DO NOT bring sexual or pornographic magazines, books, or materials to work.

DO NOT share or display inappropriate content or end suggestive messages, emails, or images.

DO NOT make assumptions about someone's personal life or sexual orientation.

DO NOT make remarks about a person’s sexual orientation, gender, gender identification, or gender expression.

DO NOT stare at someone in a sexual way because you find them attractive.

It’s important to remember that not everyone has the same sense of humor, opinions, or feelings about personal space and touching as you do, so act with discretion and respect others' boundaries and preferences. Every person is the judge of what they find offensive and what they would consider to be sexual harassment.

Someone has placed a post-it note on another person's work computer and it says Hey Sexy!

Sometimes sexual harassment can be subtle or less obvious. Behavior that is presented as “friendly” or “just joking around” can still be offensive. These types of actions may include:

  • Talking about sex
  • Commenting on someone’s physical appearance or staring at them
  • Looking at someone inappropriately
  • Displaying sexually suggestive pictures or objects in your personal workspace
  • Writing sexually explicit graffiti
  • Making obscene gestures
  • Placing your hand on a co-workers back or shoulder to get their attention

If someone's behavior offends you, but you believe it may not have been intentional, consider addressing it directly and respectfully. It is important to speak up and say something to them to let them know that what they said or did is not appreciated. Inform the person that their behavior is unwelcome and ask them to stop. Often, an honest conversation can resolve misunderstandings.

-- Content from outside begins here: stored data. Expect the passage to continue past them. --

PR #877, opened 2021-01-26
transport-header: Encode session protocol

olix0r:
In order to transport both opaque and non-opaque protocols with the
transport header, especially for multicluster gateways, the inbound
proxy needs to be able to discover whether the session protocol is known
by the client.

This change adds a field and enum type to the transport header protobuf
message and wires it through so the outbound proxy parameterizes its
target type on the session protocol.a

Inbound handling of this field is not yet implemented and will be added
in a followup change.


linkerd/app/outbound/src/tcp/opaque_transport.rs
```diff
@@ -80,6 +83,8 @@ where
             }
         }
 
+        let protocol: Option<SessionProtocol> = ep.param();
```
hawkw, line 86: this makes me wonder how possible it would be to add a `Parse`-style handshake trait for `Param`, so you can write
```rust
let protocol = ep.get_param::<Option<SessionProtocol>>();
```
instead. not a blocker, but it might make some code easier to write such as when a param is part of a method chain

linkerd/transport-header/proto/header.proto
```diff
@@ -8,4 +8,18 @@ message Header {
...
   string name = 2;
+
+  // The session protocol, if one is known. When no protocol is specified, the
+  // connection is handled opaquely.
+  SessionProtocol session_protocol = 3;
+}
+
+message SessionProtocol {
+  message Http1 {}
+  message H2 {}
```
hawkw, line 19: nit/TIOLI: it bothers me slightly that we have "http 1" and "h2", can we make these consistent? not a big deal...

linkerd/transport-header/src/lib.rs
```diff
@@ -14,13 +14,21 @@ mod proto {
...
     /// The logical name of the target (service), if one is known.
     pub name: Option<Name>,
+
+    pub protocol: Option<SessionProtocol>,
+}
+
+#[derive(Clone, Debug, PartialEq, Hash)]
+pub enum SessionProtocol {
+    Http1,
+    H2,
```
hawkw, line 31: nit/TIOLI: is there any particular reason we add a new `SessionProtocol` enum, versus just converting the protobuf session protocol enum to/from `http::Version` directly? that seems like it could be simpler.

i suppose we might want to add non-http session protocols in the future...but it might be simpler to just separate them _then_? i could go either way on this, it's just a thought.

linkerd/transport-header/proto/header.proto
hawkw: ...i guess we already use this naming scheme with `http::Version`, so it's whatever i guess.

hawkw (approved):
lgtm overall!

linkerd/transport-header/src/lib.rs
olix0r: I don't think the transport-header module should have a dependency on proxy-http. i'd prefer to keep these things domain-specificon the assumption this will grow to include non-HTTP things.

linkerd/app/outbound/src/tcp/opaque_transport.rs
olix0r: Seems like basically the same amount of typing, so i'm -0 on it for now.

linkerd/transport-header/src/lib.rs
hawkw: ah, yeah, that makes sense. carry on 👍

PR #3403, opened 2021-06-25
Add sparse option to get_coord() methods

adonath:
**Description**
This PR adds a `get_coord(sparse=)` option to be able to work with sparse coordinate arrays and rely on broadcasting instead. This simplifies the code in a few places (just adapt a few places so far) and makes sure it is always the fastest option.


adonath:
This is a clean up PR and doesn't come with any change in API, will go ahead and merge. CI is green...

You shouldn’t accuse someone of sexual harassment immediately unless you are sure that is what the person intended. Typically, if you let someone know you don’t appreciate their actions, they will change their behavior, and no further action will be necessary. But it’s still a good idea to create a written record of any incident, just in case.

The victim and any co-workers who witness sexual harassment have an obligation to speak up when someone’s speech or behavior is offensive. If you are a witness, let them know that you think their actions or comments are inappropriate. This is called bystander intervention.

Harassers often rely on their victims being unable to reject the abuse or report it to management. But ignoring these incidents or trying to laugh them off may actually encourage further harassment. Shutting down sexual harassment and promoting a safe work environment is everyone’s responsibility.

A person filling out a Sexual Harassment Complaint Form.

It’s important to know your company’s sexual harassment and reporting policy. If you don’t know where to find this information, ask your supervisor or a management representative.

Coming forward to report sexual harassment, as a victim or a witness, is not only the right thing to do, but it is also your responsibility. Use formal internal company channels when reporting sexual harassment.  Contact your supervisor, HR department, or designated officer to report the incident. Follow your organization's policy for reporting sexual harassment. This might include writing a formal complaint or sending an email to HR.

If you are reporting sexual harassment, which might be one instance or repeated behavior, be specific and provide clear details of the incidents, including any evidence or witnesses. Bring along a copy of your written statement when you meet with your supervisor or Human Resources. As they gather more information from you, answer their questions honestly and accurately.

Understand that while HR or management must investigate, they will strive to keep the matter as confidential as possible. How the situation is resolved will depend on the type of harassment that occurred, how often it happened, and other factors. At the very least, the harasser will be warned to stop the offensive behavior or face disciplinary action.

A yellow graphic with a megaphone that says Speak Up.